1 May 2019, Kuala Lumpur, Malaysia – The 19th Islamic Financial Stability Forum (IFSF) themed Natural Alliance between Sustainable Development Goals (SDGs) and Islamic Finance: Financial Stability Perspective, held during the Welcome Dinner co-hosted by Bangladesh Bank and Bank Negara Malaysia on 28 April 2019 in Kuala Lumpur, saw speaking session by Mr. Abayomi A. Alawode, Head of Islamic Finance, Finance, Competitiveness & Innovation at The World Bank.
The 19th Islamic Financial Stability Forum was attended by sixteen central bank Governors and Deputy Governors of regulatory and supervisory authorities including senior representatives from among the IFSB members and more than 100 delegates from 22 jurisdictions and the Islamic Development Bank.
Mr. Abayomi touched on the link between the SDGs and Islamic finance with emphasis on potential of the latter in the attainment of the former in ending poverty, protecting the planet, and ensuring inclusive prosperity for all. He highlighted that the SDGs are particularly critical in the member countries of the Organisation of Islamic Cooperation (OIC) as 40 percent of the world’s poor who live on US$1.25 a day or less and one-third of the global population now living in extreme poverty reside in OIC countries.
Mr. Abayomi stated that the foundations of Islamic finance that support socially inclusive and development-oriented activities make it suitable for deployment in pursuit of the 2030 Agenda and the elimination of poverty.
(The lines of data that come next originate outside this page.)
Issue #883, opened 2026-07-26
test: VerifyShareThreading.Phase2HoldsLockAgainstComputePrune flakes on its own self-check under sanitizer load


frstrtr:
## Summary

`VerifyShareThreading.Phase2HoldsLockAgainstComputePrune` (`test/test_threading.cpp`) fails intermittently on loaded CI runners, on its own **self-check** rather than on the invariant it is meant to verify.

Observed on PR #872, `Linux x86_64 (AsAN+UBSan)`:

```
io_ops == 0  -- "IO body never acquired the lock — invariant not exercised"
```

## Why it is a flake, not a defect

Three independent confirmations that the failure is unrelated to the change under test:

1. PR #877, which touches a strictly **larger** surface, passes the identical `Linux x86_64 (AsAN+UBSan)` job.
2. PR #872's own `COIN_BCH Linux x86_64 (AsAN+UBSan)` job passes.
3. `test/test_threading.cpp` includes neither `core/random.hpp` nor any protocol file, so #872's edits (guard inversion in five `protocol_legacy.cpp` + `random_choice` bounds) cannot reach it.

It also passes locally on the same branch.

## Root cause

Both IO threads acquire with `std::try_to_lock` and `continue` on failure. The test then asserts that at least one acquisition happened (`io_ops > 0`) to prove the invariant was actually exercised. Under sanitizer slowdown on a contended runner, the compute thread can hold the lock for the whole test window, so every `try_lock` fails, `io_ops` stays 0, and the self-check trips — even though nothing is wrong.

The test is timing-dependent by construction, and its failure mode is indistinguishable from a real regression at a glance, which makes it actively expensive: it will keep sending people to investigate changes that are innocent.

## Suggested fix

Make the exercise deterministic rather than opportunistic — e.g. have the IO body block (or retry with a bounded deadline) so at least one acquisition is guaranteed, and keep `try_to_lock` only where the test is specifically asserting the non-blocking property. Failing that, retry the whole scenario until `io_ops > 0` with a generous cap, and only then assert the invariant.

Found while reviewing #872 (issue #869).

frstrtr:
[...]

PR #892, opened 2026-07-26
test(threading): deterministic exercise for Phase2HoldsLockAgainstComputePrune (#883 flake)

frstrtr:
Fixes the 3x flake on #872 that is holding a clean PR out of master.

## Root cause
`VerifyShareThreading.Phase2HoldsLockAgainstComputePrune` asserts `io_ops > 0` as a self-check that the invariant was exercised. Both IO bodies acquire with `std::try_to_lock` and `continue` on failure. Under sanitizer slowdown on a contended runner the compute thread can hold the exclusive lock for the entire window, so every try_lock fails, `io_ops` stays 0, and the self-check trips while the discipline under test is correct.

Environmental, cross-confirmed by integrator: #877 (larger surface) passes the identical Linux x86_64 AsAN+UBSan job; #872 own BCH AsAN job passes; test_threading.cpp includes no protocol/random header #872 touched.

## Fix
First iteration acquires BLOCKING so at least one real under-lock deref is guaranteed (io_ops>0). Remaining iterations keep `try_to_lock` so the non-blocking defer path is still exercised. The concurrent-prune UAF property under ASan/TSan is unchanged.

Draft for review, no self-merge.

### DIFF
--- a/test/test_threading.cpp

He further stated that given Islamic finance direct link to physical assets and the use of profit-and-loss-sharing arrangements, Islamic finance encourages the provision of financial support to productive enterprises that can increase output and generate jobs. He also reinforced the importance of Islamic social finance instruments which can help support the poor and vulnerable groups in the society. He, however, asserted that, the natural affinity of the SDGs and Islamic finance requires a lot of work to be done by various stakeholders to ensure the linkages becomes a reality.
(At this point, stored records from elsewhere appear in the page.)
Issue #886, opened 2026-07-26
ltc/doge: two false-refusal paths lose valid blocks — process-lifetime prev-hash dedup + non-advisory merkle recompute


frstrtr:
## Summary

Two independent false-refusal paths on the LTC/DOGE block-submit route, both violating the invariant this codebase already learned the hard way: *"NEVER refuse a block the daemon would ACCEPT... a bad block is rejected FREE, a false refusal is guaranteed loss."* A prior payee-guard false-refusal cost ~0.89 DASH before it was caught.

`src/core/web_server.cpp:7502-7517` (pool path; the solo path at `:7100-7130` has the same shape):

```cpp
if (header_merkle != expected_merkle) {
    LOG_ERROR << "Pool block merkle_root mismatch!" ...   // <-- logs, never submits
} else {
    uint256 prev_block;
    std::memcpy(prev_block.data(), block_bytes.data() + 4, 32);
    static uint256 s_last_pool_submitted_prev;             // <-- process-lifetime
    if (prev_block != s_last_pool_submitted_prev) {
        s_last_pool_submitted_prev = prev_block;           // <-- set BEFORE submit
        submitblock(block_hex);
    }
}
```

## Bug 1 — same-prev-hash dedup permanently retires a prev-hash (HIGH)

`s_last_pool_submitted_prev` is a **process-lifetime static**, assigned **before** `submitblock` runs and never reconciled with the result.

**Failure scenario.** Miner A solves at prev=P. The static is set to P, then `submitblock` fails — stale template, transient RPC error, or a `-1` verdict. Seconds later miner B solves a **valid** block at the same prev=P. `prev_block == s_last_pool_submitted_prev`, so it is **silently never submitted**. There is no log line on that branch at all, so the loss is invisible.

Also fires after a 1-block reorg back to P: our block at the re-org'd prev is now unsubmittable for the life of the process.

Additionally it is an **unsynchronised static written from multiple stratum session threads** — a data race independent of the logic bug.

Dedup is reasonable; retiring a prev-hash forever on an *attempted* submit is not. A duplicate submission is rejected by the daemon for free.

## Bug 2 — merkle recompute refuses to submit (HIGH)

`:7502` logs `Pool block merkle_root mismatch!` and falls through **without submitting**.

BTC runs the identical check at `src/impl/btc/stratum/work_source.cpp:802-818` and treats it as **explicitly advisory — it never rejects the share**. LTC/DOGE is the outlier.

[...]

PR #894, opened 2026-07-26
#886 core(web_server): stop LTC/DOGE submit path from silently losing valid blocks

frstrtr:
Fixes two false-refusal bugs in `core::MiningInterface::mining_submit` (the LTC/DOGE submit path; BTC/DASH/DGB/BCH use the separate `IWorkSource::mining_submit` family and are unaffected).

BUG 1 (dedup): process-lifetime static keyed on prev-hash replaced with a bounded (256) thread-safe recent-submission set keyed on the BLOCK HASH, recorded ONLY on successful submit. Distinct blocks sharing a prev both submit; a failed submit stays resubmittable.

BUG 2 (merkle): self-check is now advisory — LOG_WARNING then submit anyway (daemon is authority; mirrors BTC work_source.cpp:802). Never refuse a block the daemon might accept.

Scope: src/core/web_server.cpp + .hpp only (shared file, LTC/DOGE-scoped behavior). Isolation-reviewed: no other coin submit semantics change; auto-detect fallback can only make submits safer.

Reachability (caller-side lock trace): mining_submit is dispatched per-share from stratum_server.cpp:1332/1347, NOT inside a held tracker exclusive lock — the block branch runs lock-free, so the fix is live code (structurally unlike #878/#881). No empirical [BLOCK] fired (0 LTC blocks in 30d at current hashrate) — structural trace, not live-fired.

Tests: 5 new RecentBlockDedup KATs folded into core_test (web_server_submitblock_test.cpp). core_test 98/98 green locally on Linux x86_64.

GPG-signed 16be9867 (key 50AB1379).

### DIFF
--- a/src/core/test/web_server_submitblock_test.cpp
+++ b/src/core/test/web_server_submitblock_test.cpp
@@ -5,6 +5,7 @@
 #include <cstring>
 #include <stdexcept>
 #include <string>
+#include <thread>
 #include <vector>
 
 #include <nlohmann/json.hpp>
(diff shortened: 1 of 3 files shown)


frstrtr:
**INTEGRATOR REVIEW — diff read, not just checks. VERDICT: APPROVE, merge on green.**
(Formal approve is blocked — same account authored it — so recording here.)

**BUG 2 (merkle) — correct.** `LOG_ERROR`+refuse becomes `LOG_WARNING`+submit-anyway, and critically the dedup block moved OUT of the `else`, so a mismatch can no longer suppress the submit at all. Mirrors BTC `work_source.cpp:802`, which has always treated this check as advisory. The comment states the invariant explicitly — good thing to leave for the next reader.

**BUG 1 (dedup) — correct, and I checked the success predicate specifically.** Marking on an ambiguous verdict would reintroduce the exact loss being fixed, so `!submit_res.contains("error")` needed verifying. It holds: `submitblock()` returns `{{"error", ...}}` on every failure path — daemon rejection (:102), exception (:111), short data (:8). Marking therefore happens ONLY on genuine success; rejection, exception and daemon-duplicate all stay resubmittable. That errs toward resubmitting, which is the correct direction — a redundant submit is free, a suppressed one is a lost block.

Keying on block hash rather than prev-hash is the substantive fix: many distinct valid blocks share one prev, which is precisely what made the old static drop the second one.

**Tests pin the right things.** `DistinctBlocksSamePrev_BothSubmittable` is the actual regression. `UnmarkedBlockStaysSubmittable` covers the failed-submit case that lost blocks silently. `BoundedFifoEvictsOldest` pins the 256 cap. `ConcurrentMarksAreSafeAndBounded` (8 threads) targets the unsynchronised-static data race — worth a TSan run as the comment suggests.

**The caller-side lock trace is what makes this trustworthy.** Proving `mining_submit` is not under the tracker exclusive lock is exactly what distinguishes this from #873, where tests AND a negative control both passed against unreachable code. That gate earned its keep today.

Non-blocking follow-up: the linear scan is fine now (won-block path is rare, cap 256), but if the recent-set is ever reused on a hotter path it wants a real hash set.

Confirmed both copies fixed (solo ~7164, pool ~7562) and that these were the only two — BTC/DASH/DGB work_sources were already clean.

On this note, Mr. Abayomi underscored the need for prudent and responsible provision of financial services, as only safe and sound Institutions Offering Islamic Financial Services (IIFS) and markets can support the SDGs. He called on all the Regulatory and Supervisory Authorities (RSAs) to place extra emphasis on financial stability as a prerequisite for Islamic Finance operations in support of the SDGs. He highlighted some of the key elements of Islamic financial stability to include; strengthening of risk management practices, corporate and Shari’ah governance practices, as first line of defence of IIFS; enhancing regulatory and supervisory frameworks, by implementing the IFSB Core Principles for Islamic Finance Regulation; enhance off-site surveillance & stress testing as well as on-site supervision and enforcement; financial safety net and failure resolution and capacity building for regulators and market players.
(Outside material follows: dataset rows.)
PR #912, opened 2026-07-27
web: gate every merged-child element behind the topology class (no phantom DOGE on standalone coins)

frstrtr:
## What / why

A live paying tenant on the standalone DASH pool saw a phantom `+N/A DOGE` on the **Miners Block Value** card, sitting next to the real DASH block value — inviting the reading that a second payout stream exists. Same defect class as the merged worker-username instructions #896 fixed: the dashboard must never imply revenue that does not exist.

#896 gated only the worker-username line. The block-value sub, the merged-block ETA leg, and the node merged-payout sub were bare hardcoded-`DOGE` elements the standalone-hide path never touched.

## The one mechanism (not a second conditional)

The topology callback already shows/hides every `.merged-child-hint` on `currency_info.merged_child_symbol`, and fills `.merged-child-symbol-hint` with the symbol. This change brings the three orphaned merged elements under that **same existing class** — no new per-site conditional (that is how we got here).

- `web-static/dashboard.html:1852` block-value sub → gated + symbol from `.merged-child-symbol-hint`
- `:1853` merged-block ETA leg → gated
- `:1860` node merged-payout sub → gated + symbol from topology
- JS `#node_merged_symbol` write → sourced from `currency_info.merged_child_symbol`, not hardcoded

## Failure-direction (per review constraint)

- **Standalone coin** (no `merged_child_symbol`): every merged element hidden. ✔
- **Failed `currency_info` fetch**: falsy → treated as standalone → merged elements hidden. Safe direction. ✔
- **LTC** (has `merged_child_symbol`): DOGE elements still render. ✔ (KAT-independent; reverse case preserved.)

## KAT — fails without the fix

`test/test_dashboard_merged_gating.cpp` (static-source honesty assertion, mirrors `test_web_honesty_regression`):
1. every merged HTML element must sit inside a `.merged-child-hint` gate;
2. the standalone-hide path must exist;
3. no hardcoded merged symbol fused to `merged_block_value`.

Verified: **3/3 pass** on this branch; runs against the pre-fix source produce **3 ungated violations** (fails without the fix).

## Scope note

This lands the operator-facing gating (the phantom-DOGE bug). The related explorer-URL sweep (routing hardcoded `blockchair.com/dogecoin|litecoin/...` links through `currency_info.*_explorer_url_prefix`) needs a `merged_child_*_explorer_url_prefix` field on `currency_info` — a distinct backend touch — and follows as a stacked slice.

Display-only, non-consensus, reversible.


frstrtr:
---
### 07-27 update — #769 Not-Run trap fixed (build-wiring, not logic)

The 3 reds were one cause: `DashboardMergedGating` was a standalone `add_executable` missing from the build.yml `--target` allowlist, so CI never compiled it → ctest reported all 7 cases `(Not Run)` → exit 8, and the allowlist drift-guard failed closed on exactly that. Fixed per integrator preference (a): folded the 7 cases into the already-allowlisted `test_web_honesty_regression` target (same charter, where #896 lives), added `DASHBOARD_HTML_PATH` to that target, deleted the standalone target + file. No new CMake target, no build.yml edit.

**Non-vacuous, verified locally (built + run):**
- All 7 PASS on fixed HTML; folded honesty suite 49/49 green.
- All 7 **FAIL** on pre-fix HTML (`git merge-base HEAD master:web-static/dashboard.html`) — proven, not assumed.

**Coverage confirmed (the operator-reported phantom):**
- `NoHardcodedMergedSymbolOnBlockValue` ↔ dashboard.html:1852 `+<merged_block_value> DOGE` card — fails pre-fix.
- :1860 Node Fee card: `node_merged_symbol` is gated by containment in `node_merged_payout` (the one `.merged-child-hint` mechanism); `node_merged_payout` is in the tests gated-id set.
- :3049 `+N/A` JS fallback: `MergedNaWritesTargetGatedElements` asserts the exact `merged_block_value`/`time_to_merged_block` N/A writes exist AND their target elements are gated — couples the JS render path to the gate.

**Scope (explicit split, not a silent partial):** this PR is deliberately **gating-only**. The full branding sweep the operator asked for — ~105 DOGE hits, LTC 14 / Ltc 18 / LtcBlock 8 / litecoin 5, and the hardcoded blockchair explorer URLs — is **out of scope here** and gets its own follow-up PR (topology-driven symbol/explorer sourcing across all sites).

The IFSF is a high-level platform open to regulatory and supervisory agencies, international multilateral organisations, IIFS and other stakeholders from among the IFSB members to discuss current and pertinent stability issues faced by the Islamic financial services industry. The 19th IFSF was organised by the Islamic Financial Services Board (IFSB) in conjunction with the 34th Meeting of the Council of the IFSB and 17thGeneral Assembly, and was co-hosted by Bangladesh Bank and Bank Negara Malaysia.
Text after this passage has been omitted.